Действительно, понятие «менталитет» заполнило существенную лакуну в русском языке. Новая категория позволила обратиться к целостному образу Человека, раскрывающемуся в мире интенций, ценностных установок, моделей понимания, оценок и переживаний. Она дала возможность соотнести разные планы человеческого бытия (социальный - личностный, коллективный - индивидуальный) и разные грани человеческого опыта (рациональное - эмоциональное — интуитивное, сознательное — бессознательное), устанавливая между ними системную взаимосвязь. Очевидно, в этом и кроется причина всеобщего интереса к категории менталитета. Посредством категории оказалось возможным выявить инвариантные формы человеческого мышления, охарактеризовать устойчивые модели человеческого существования (равно поведения и деятельности). Категория менталитета, при всей содержательной новизне, обнаружила обращенность на фундаментальную философскую проблему — проблему феномена Человека, проблему познания его структурно сложной, но цельной природы.

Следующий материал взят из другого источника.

Issue #452, opened 2018-08-24
`onClick` does not always work on mobile safari


tysonzero:
To reproduce make an app with an `onClick` attribute on something that isn't a button and without any special styling, and try and click on it on mobile safari. You will notice that the click is not registered by Miso.

This is due to [this](https://www.quirksmode.org/blog/archives/2014/02/mouse_event_bub.html).

It's an unfortunate quirk, but it seems to me that Miso might be the right place to handle this, to maximize its cross browser compatibility.

dmjio:
@tysonzero can we close this?

tysonzero:
It's still an issue actually, on mobile safari the only way to close our login / signup modal is to tap on the "X", whereas on every other browser we have tried you can just click outside the modal.

dmjio:
Sadly I don't think cross compiling to ARM will solve this, since it still uses the same webkit rendering engine.

dmjio:
This should be addressed by `PointerEvent` in https://github.com/dmjio/miso/pull/807

dmjio:
This is fixed in master from #807 by `onpointerdown` . Tested on iOS Safari and OSX Safari. 

To test, try the example at simple.haskell-miso.org

PR #799, opened 2025-03-13
Split out events.

dmjio:
For performance reasons its good if we don't listen on all mouse / drag events. It's best if users add these incrementally to their applications. This should reduce congestion in the event queue.

cc @georgefst @brakubraku

### DIFF
--- a/examples/todo-mvc/Main.hs
+++ b/examples/todo-mvc/Main.hs
@@ -89,7 +89,7 @@ main = run $ startApp App { initialAction = NoOp, ..}
     model      = emptyModel
     update     = updateModel
     view       = viewModel
-    events     = defaultEvents
+    events     = defaultEvents <> keyboardEvents
     mountPoint = Nothing
     subs       = []
     logLevel   = Off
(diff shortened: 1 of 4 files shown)


georgefst:
As I've said on Matrix, I've been frustrated by the current API being a bit arbitrary, so I'm in favour of this.

I do wonder whether we should add [pointer events](https://developer.mozilla.org/en-US/docs/Web/API/PointerEvent) while we're at it.

dmjio:
@georgefst `PointerEvent` sounds pretty amazing, since its a generalization over `"mouse*"`, `"touch*", "pen*" etc. How about we add that in a separate PR (`pointerEvents`) to get some usage, and then discuss if we should be defining our external API in terms of `PointerEvent` for everything else, and if so make it the default.

dmjio:
`PointerEvent` might also have implications for this issue @tysonzero https://github.com/dmjio/miso/issues/452

georgefst:
> How about we add that in a separate PR (`pointerEvents`) to get some usage, and then discuss if we should be defining our external API in terms of `PointerEvent` for everything else, and if so make it the default.

Sounds good.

* В контексте содержания данного параграфа понятия менталитет и ментальность употребляются как тождественные.
Именно так открываются смысловые потенциалы понятия. Они проясняются по отношению к универсальной задаче познания человеческого «Я».
Восприятие ментальности в качестве гносеологического объекта дает исследователю право привлекать богатейший историко-культурный материал. Ведь появлению понятия «менталитет» предшествовал длительный период осмысления самого феномена. В общей панораме поисков Человека мы находим многочисленные попытки определить явление ментальности (психический склад личности, структуру сознания, образ мыслей, природу мышления и т.д.). Обращает на себя внимание тот факт, что «гносеологическая история» ментальности чрезвычайно глубока и своими корнями уходит в далекую древность.' Не претендуя на всеохватность, мы хотели бы рассмотреть наиболее значимые вехи в историческом осмыслении менталитета, поскольку они во многом определили содержание понятия. Среди них — воззрения на ментальность, вызревшие в недрах древних культур, культур античности, средневековья, европейского Возрождения, Нового времени, Европы конца XIX - XX веков.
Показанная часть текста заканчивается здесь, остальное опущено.